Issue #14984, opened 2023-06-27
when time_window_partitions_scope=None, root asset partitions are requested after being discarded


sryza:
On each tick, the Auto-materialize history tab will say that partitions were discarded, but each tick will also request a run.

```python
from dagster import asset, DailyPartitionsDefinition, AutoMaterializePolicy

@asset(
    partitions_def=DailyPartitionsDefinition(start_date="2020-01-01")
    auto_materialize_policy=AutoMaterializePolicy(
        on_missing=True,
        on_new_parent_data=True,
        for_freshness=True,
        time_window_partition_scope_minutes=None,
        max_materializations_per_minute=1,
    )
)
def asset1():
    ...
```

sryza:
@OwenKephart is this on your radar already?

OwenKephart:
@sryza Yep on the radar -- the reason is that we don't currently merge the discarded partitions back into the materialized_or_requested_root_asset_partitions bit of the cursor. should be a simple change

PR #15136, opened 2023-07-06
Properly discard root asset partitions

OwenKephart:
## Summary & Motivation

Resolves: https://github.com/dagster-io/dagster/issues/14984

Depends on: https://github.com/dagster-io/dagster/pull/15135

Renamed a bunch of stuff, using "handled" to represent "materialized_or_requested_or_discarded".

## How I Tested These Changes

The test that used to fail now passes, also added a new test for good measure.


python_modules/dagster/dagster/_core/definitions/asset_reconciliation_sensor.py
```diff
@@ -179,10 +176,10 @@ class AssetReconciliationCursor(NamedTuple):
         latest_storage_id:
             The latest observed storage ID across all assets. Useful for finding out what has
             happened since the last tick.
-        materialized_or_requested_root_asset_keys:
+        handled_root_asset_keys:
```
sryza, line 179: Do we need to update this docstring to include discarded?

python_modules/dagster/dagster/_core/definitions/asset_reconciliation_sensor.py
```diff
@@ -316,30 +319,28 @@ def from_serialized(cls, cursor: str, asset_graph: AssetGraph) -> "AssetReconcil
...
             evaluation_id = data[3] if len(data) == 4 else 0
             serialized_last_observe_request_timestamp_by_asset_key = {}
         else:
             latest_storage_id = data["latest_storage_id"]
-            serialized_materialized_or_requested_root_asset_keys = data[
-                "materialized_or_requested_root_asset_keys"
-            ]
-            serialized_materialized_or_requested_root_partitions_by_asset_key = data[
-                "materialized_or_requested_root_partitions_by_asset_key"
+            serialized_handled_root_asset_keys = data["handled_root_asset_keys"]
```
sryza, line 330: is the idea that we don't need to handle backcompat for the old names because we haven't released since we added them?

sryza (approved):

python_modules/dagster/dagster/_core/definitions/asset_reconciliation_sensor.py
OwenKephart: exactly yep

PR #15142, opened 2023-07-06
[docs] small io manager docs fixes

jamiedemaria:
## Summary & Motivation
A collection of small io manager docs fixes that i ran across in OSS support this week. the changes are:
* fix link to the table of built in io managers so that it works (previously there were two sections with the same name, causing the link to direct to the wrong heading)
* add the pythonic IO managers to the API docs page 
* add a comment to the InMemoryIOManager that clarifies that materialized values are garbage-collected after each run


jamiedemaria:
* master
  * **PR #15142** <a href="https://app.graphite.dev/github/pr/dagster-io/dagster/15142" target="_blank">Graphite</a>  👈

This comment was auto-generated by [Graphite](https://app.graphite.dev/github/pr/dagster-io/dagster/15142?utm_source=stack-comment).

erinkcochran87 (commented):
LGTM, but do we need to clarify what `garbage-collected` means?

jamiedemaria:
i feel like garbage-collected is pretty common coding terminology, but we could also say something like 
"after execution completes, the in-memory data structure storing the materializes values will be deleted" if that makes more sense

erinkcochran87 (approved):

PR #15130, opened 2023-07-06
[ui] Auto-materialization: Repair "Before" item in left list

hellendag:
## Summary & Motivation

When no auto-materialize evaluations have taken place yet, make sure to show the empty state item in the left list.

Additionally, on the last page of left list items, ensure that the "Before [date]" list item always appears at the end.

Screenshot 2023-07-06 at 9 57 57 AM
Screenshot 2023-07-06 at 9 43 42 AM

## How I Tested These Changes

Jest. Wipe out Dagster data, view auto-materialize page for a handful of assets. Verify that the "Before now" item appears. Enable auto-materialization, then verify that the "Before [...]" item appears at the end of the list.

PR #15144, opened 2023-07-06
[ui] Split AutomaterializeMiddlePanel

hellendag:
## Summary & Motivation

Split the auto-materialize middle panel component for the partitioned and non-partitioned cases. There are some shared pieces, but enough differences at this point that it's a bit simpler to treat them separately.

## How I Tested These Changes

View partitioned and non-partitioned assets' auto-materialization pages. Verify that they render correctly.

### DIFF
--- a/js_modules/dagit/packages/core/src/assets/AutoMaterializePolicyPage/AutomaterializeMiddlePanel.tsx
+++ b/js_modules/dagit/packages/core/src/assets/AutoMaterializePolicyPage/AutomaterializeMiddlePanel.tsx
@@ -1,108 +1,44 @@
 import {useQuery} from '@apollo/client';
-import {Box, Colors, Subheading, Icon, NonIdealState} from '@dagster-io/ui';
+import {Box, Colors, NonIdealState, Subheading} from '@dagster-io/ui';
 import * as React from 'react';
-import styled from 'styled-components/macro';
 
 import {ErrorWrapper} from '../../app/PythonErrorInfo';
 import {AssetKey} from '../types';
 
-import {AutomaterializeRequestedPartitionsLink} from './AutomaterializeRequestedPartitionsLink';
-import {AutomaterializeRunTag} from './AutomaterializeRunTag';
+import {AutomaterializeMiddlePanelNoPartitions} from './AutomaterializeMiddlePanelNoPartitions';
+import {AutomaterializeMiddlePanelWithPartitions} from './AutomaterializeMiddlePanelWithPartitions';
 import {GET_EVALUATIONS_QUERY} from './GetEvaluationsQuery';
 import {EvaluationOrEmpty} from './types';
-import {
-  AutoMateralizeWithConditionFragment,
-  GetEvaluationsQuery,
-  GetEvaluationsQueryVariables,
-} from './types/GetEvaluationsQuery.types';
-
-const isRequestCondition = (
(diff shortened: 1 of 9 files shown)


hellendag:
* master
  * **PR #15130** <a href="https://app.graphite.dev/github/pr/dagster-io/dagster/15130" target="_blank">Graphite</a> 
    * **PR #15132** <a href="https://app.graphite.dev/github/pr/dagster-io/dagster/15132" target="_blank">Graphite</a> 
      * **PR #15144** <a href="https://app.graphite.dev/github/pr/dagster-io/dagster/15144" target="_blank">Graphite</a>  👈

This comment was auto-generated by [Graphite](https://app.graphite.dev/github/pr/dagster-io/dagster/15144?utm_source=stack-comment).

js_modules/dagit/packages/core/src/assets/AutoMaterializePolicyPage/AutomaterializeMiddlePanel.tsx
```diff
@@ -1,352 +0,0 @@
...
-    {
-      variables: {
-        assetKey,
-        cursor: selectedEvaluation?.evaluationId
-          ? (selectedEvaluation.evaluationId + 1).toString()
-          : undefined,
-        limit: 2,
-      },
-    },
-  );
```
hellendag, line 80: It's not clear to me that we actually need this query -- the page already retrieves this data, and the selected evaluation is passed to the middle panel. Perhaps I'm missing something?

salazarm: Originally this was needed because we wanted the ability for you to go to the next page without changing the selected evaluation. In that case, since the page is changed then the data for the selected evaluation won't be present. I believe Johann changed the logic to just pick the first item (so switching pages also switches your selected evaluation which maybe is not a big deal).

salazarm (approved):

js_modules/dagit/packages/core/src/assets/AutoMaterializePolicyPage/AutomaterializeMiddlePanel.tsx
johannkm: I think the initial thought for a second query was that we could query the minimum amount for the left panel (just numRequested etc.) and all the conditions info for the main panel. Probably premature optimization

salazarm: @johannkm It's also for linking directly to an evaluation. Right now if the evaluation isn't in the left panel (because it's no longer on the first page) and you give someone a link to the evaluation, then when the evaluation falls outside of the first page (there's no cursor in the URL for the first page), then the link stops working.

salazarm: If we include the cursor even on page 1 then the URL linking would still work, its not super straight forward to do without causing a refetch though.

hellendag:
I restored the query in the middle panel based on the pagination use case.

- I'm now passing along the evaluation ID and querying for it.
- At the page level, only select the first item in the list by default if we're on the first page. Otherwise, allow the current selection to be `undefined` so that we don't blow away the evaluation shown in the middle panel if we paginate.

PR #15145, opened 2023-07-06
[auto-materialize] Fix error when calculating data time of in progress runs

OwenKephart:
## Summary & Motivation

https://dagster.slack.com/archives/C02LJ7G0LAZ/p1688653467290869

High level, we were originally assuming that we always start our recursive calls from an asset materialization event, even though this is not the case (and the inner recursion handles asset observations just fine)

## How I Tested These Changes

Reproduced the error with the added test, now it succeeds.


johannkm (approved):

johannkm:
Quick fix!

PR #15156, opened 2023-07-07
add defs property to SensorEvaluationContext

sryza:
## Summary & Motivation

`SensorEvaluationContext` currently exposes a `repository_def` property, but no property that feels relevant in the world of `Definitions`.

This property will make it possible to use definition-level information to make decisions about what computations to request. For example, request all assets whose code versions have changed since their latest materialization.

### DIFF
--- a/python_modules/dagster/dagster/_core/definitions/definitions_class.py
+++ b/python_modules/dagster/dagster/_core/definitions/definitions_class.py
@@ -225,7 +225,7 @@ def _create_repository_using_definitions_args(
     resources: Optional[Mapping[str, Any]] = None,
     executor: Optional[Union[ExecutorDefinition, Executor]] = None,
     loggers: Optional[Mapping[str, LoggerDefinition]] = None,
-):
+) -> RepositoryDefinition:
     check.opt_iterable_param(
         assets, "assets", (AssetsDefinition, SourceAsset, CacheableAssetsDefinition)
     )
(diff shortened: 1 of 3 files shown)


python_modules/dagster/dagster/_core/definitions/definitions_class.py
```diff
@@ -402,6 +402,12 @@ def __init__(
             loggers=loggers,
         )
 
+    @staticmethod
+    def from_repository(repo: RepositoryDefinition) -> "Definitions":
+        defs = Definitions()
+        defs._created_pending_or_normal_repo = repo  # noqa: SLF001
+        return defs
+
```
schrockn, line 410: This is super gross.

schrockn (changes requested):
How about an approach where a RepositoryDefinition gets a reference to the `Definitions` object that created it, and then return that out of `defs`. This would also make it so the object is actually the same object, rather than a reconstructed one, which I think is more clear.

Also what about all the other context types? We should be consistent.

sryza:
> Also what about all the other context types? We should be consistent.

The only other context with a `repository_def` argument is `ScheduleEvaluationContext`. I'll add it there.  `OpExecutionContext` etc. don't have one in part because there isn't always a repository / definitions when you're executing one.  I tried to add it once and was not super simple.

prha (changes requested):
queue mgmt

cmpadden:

ASSIGNMENT >>
What is the number of lines in the listing that hold "Mapping"? Give that number and nothing more.

RESPONSE TO THE TASK >>
2